*** SUPPLIED RECORDS ***

PR #1200, opened 2018-03-20
Ion Auth 3: remove salt and better token generator

Indigo744:
Related to #1195 

Since bcrypt handles the salt internally, there is no need to store it separately.

This PR removes any salt-related code.

Also, the salt generator was used to generate the remember and forgotten token.
We greatly simplify it by using a simple `random_token()` generator based on function known to be random enough. In case a user misses the proper function (I would guess less than 1%), then the [random_compat](https://github.com/paragonie/random_compat) library is proposed.

### DIFF
--- a/models/Ion_auth_model.php
+++ b/models/Ion_auth_model.php
@@ -190,8 +190,6 @@ class Ion_auth_model extends CI_Model
 
 		// initialize data
 		$this->identity_column = $this->config->item('identity', 'ion_auth');
-		$this->store_salt = $this->config->item('store_salt', 'ion_auth');
-		$this->salt_length = $this->config->item('salt_length', 'ion_auth');
 		$this->join = $this->config->item('join', 'ion_auth');
 
 		// initialize hash method options (Bcrypt)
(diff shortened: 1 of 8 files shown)


models/Ion_auth_model.php
```diff
@@ -2499,4 +2338,36 @@ protected function _filter_data($table, $data)
...
+			return bin2hex(mcrypt_create_iv($result_length / 2, MCRYPT_DEV_URANDOM));
+		}
+
+		// Try openssl
+		if (function_exists('openssl_random_pseudo_bytes')) {
+			return bin2hex(openssl_random_pseudo_bytes($result_length / 2));
+		}
+
+		// No luck!
+		show_error("Cannot generate a token random enough. " .
```
benedmunds: What you have here is good, but add these function checks and the error to the library compat check as well.  That way the user sees up front that they arent compatibile instead of it popping up when they test the token functionality.

Indigo744: Got it.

*** End of SUPPLIED RECORDS ***

Lines above with "generator" in them are the ones to copy.

Ion Auth 3: remove salt and better token generator
Also, the salt generator was used to generate the remember and forgotten token.
We greatly simplify it by using a simple `random_token()` generator based on function known to be random enough. In case a user misses the proper function (I would guess less than 1%), then the [random_compat](https://github.com/paragonie/random_compat) library is proposed.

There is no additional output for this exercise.